Assigned task: This exercise needs the complete data reproduced exactly.

(Dataset entries)
Issue #202, opened 2016-02-26
Support geometry for route/outing documents


asaunier:
- [ ] Show geometry in list pages
- [x] Show line geometry in route view page
- [x] Enable geometry modification in map
- [x] Send updated geometry to API when saving document

PR #273, opened 2016-04-07
Show line geometry in routes and outings detail views

asaunier:
An improvement would be to show the name of the line near the mouse cursor when it hovers the line (as for waypoints).

Related to https://github.com/c2corg/v6_ui/issues/202

### DIFF
--- a/c2corg_ui/static/js/map/map.js
+++ b/c2corg_ui/static/js/map/map.js
@@ -73,6 +73,16 @@ app.MapController = function($scope, mapFeatureCollection) {
   this.vectorLayer_ = null;
 
   /**
+   * @type {Object.<string, ol.style.Icon>}
+   */
+  this.iconCache = {};
+
+  /**
+   * @type {Object.<string, ol.style.Style|Array.<ol.style.Style>>}
+   */
+  this.styleCache = {};
+
+  /**
    * @type {?app.DocumentEditingController}
    * @private
    */
@@ -247,14 +257,6 @@ app.MapController.prototype.getVectorLayer_ = function() {
  * @private
  */
 app.MapController.prototype.createStyleFunction_ = function(scale) {
-  /**
-   * @type {Object.<string, ol.style.Icon>}
-   */
-  var iconCache = {};
-  /**
-   * @type {Object.<string, ol.style.Style|Array.<ol.style.Style>>}
-   */
-  var cache = {};
   return (
       /**
        * @param {ol.Feature|ol.render.Feature} feature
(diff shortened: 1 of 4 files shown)


c2corg_ui/static/js/map/map.js
```diff
@@ -242,71 +253,114 @@ app.MapController.prototype.getVectorLayer_ = function() {
 
 
 /**
- * @param {number} scale
+ * @param {boolean} hilight
```
tsauerwein: highlight

c2corg_ui/static/js/map/map.js
```diff
@@ -242,71 +253,114 @@ app.MapController.prototype.getVectorLayer_ = function() {
...
-              textBaseline: 'middle'
-            });
-          }
-
-          style = new ol.style.Style({
-            image: icon,
-            text: text
-          });
-          cache[key] = style;
+        // TODO: rename to document_type?
```
gberaudo: Misplaced comment?

asaunier: Why? It's related to the next line, I was wondering if using "document_type" (or "documentType") instead of "module" would not make sense.

c2corg_ui/static/js/map/map.js
asaunier: Thanks, fixed.

asaunier:
By the way, we will have to show on the map as well:
* for routes: the associated WP 
* for WP: the associated WP and routes 

but those features are not directly available. I guess we will have to make an additional API request (with a GeoJSON response?). Could be done in another PR (along with the title stuff mentioned above), in this PR I only do the essential.

tsauerwein:
> I guess we will have to make an additional API request (with a GeoJSON response?).

See https://github.com/c2corg/v6_api/issues/184

c2corg_ui/static/js/map/map.js
gberaudo: OK, thought you might be referring to the top of the removed block:
`var type = /** @type {string} */ (feature.get('type'));`.

`Module` sounds good, it is the name of the feature property.

asaunier:
OK it would ease displaying associated WP on the map!
But it won't work for associated routes (or maybe we don't show the geometries of associated routes?).

c2corg_ui/static/js/map/map.js
asaunier: OK, I have removed the comment then.

asaunier:
OK for merging?

I also plan to do the same for the editing forms (+ add GPX upload and track editing). But most likely in another PR.

gberaudo:
+1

Solution to this exercise:
Issue #202, opened 2016-02-26
Support geometry for route/outing documents


asaunier:
- [ ] Show geometry in list pages
- [x] Show line geometry in route view page
- [x] Enable geometry modification in map
- [x] Send updated geometry to API when saving document

PR #273, opened 2016-04-07
Show line geometry in routes and outings detail views

asaunier:
An improvement would be to show the name of the line near the mouse cursor when it hovers the line (as for waypoints).

Related to https://github.com/c2corg/v6_ui/issues/202

### DIFF
--- a/c2corg_ui/static/js/map/map.js
+++ b/c2corg_ui/static/js/map/map.js
@@ -73,6 +73,16 @@ app.MapController = function($scope, mapFeatureCollection) {
   this.vectorLayer_ = null;
 
   /**
+   * @type {Object.<string, ol.style.Icon>}
+   */
+  this.iconCache = {};
+
+  /**
+   * @type {Object.<string, ol.style.Style|Array.<ol.style.Style>>}
+   */
+  this.styleCache = {};
+
+  /**
    * @type {?app.DocumentEditingController}
    * @private
    */
@@ -247,14 +257,6 @@ app.MapController.prototype.getVectorLayer_ = function() {
  * @private
  */
 app.MapController.prototype.createStyleFunction_ = function(scale) {
-  /**
-   * @type {Object.<string, ol.style.Icon>}
-   */
-  var iconCache = {};
-  /**
-   * @type {Object.<string, ol.style.Style|Array.<ol.style.Style>>}
-   */
-  var cache = {};
   return (
       /**
        * @param {ol.Feature|ol.render.Feature} feature
(diff shortened: 1 of 4 files shown)


c2corg_ui/static/js/map/map.js
```diff
@@ -242,71 +253,114 @@ app.MapController.prototype.getVectorLayer_ = function() {
 
 
 /**
- * @param {number} scale
+ * @param {boolean} hilight
```
tsauerwein: highlight

c2corg_ui/static/js/map/map.js
```diff
@@ -242,71 +253,114 @@ app.MapController.prototype.getVectorLayer_ = function() {
...
-              textBaseline: 'middle'
-            });
-          }
-
-          style = new ol.style.Style({
-            image: icon,
-            text: text
-          });
-          cache[key] = style;
+        // TODO: rename to document_type?
```
gberaudo: Misplaced comment?

asaunier: Why? It's related to the next line, I was wondering if using "document_type" (or "documentType") instead of "module" would not make sense.

c2corg_ui/static/js/map/map.js
asaunier: Thanks, fixed.

asaunier:
By the way, we will have to show on the map as well:
* for routes: the associated WP 
* for WP: the associated WP and routes 

but those features are not directly available. I guess we will have to make an additional API request (with a GeoJSON response?). Could be done in another PR (along with the title stuff mentioned above), in this PR I only do the essential.

tsauerwein:
> I guess we will have to make an additional API request (with a GeoJSON response?).

See https://github.com/c2corg/v6_api/issues/184

c2corg_ui/static/js/map/map.js
gberaudo: OK, thought you might be referring to the top of the removed block:
`var type = /** @type {string} */ (feature.get('type'));`.

`Module` sounds good, it is the name of the feature property.

asaunier:
OK it would ease displaying associated WP on the map!
But it won't work for associated routes (or maybe we don't show the geometries of associated routes?).

c2corg_ui/static/js/map/map.js
asaunier: OK, I have removed the comment then.

asaunier:
OK for merging?

I also plan to do the same for the editing forms (+ add GPX upload and track editing). But most likely in another PR.

gberaudo:
+1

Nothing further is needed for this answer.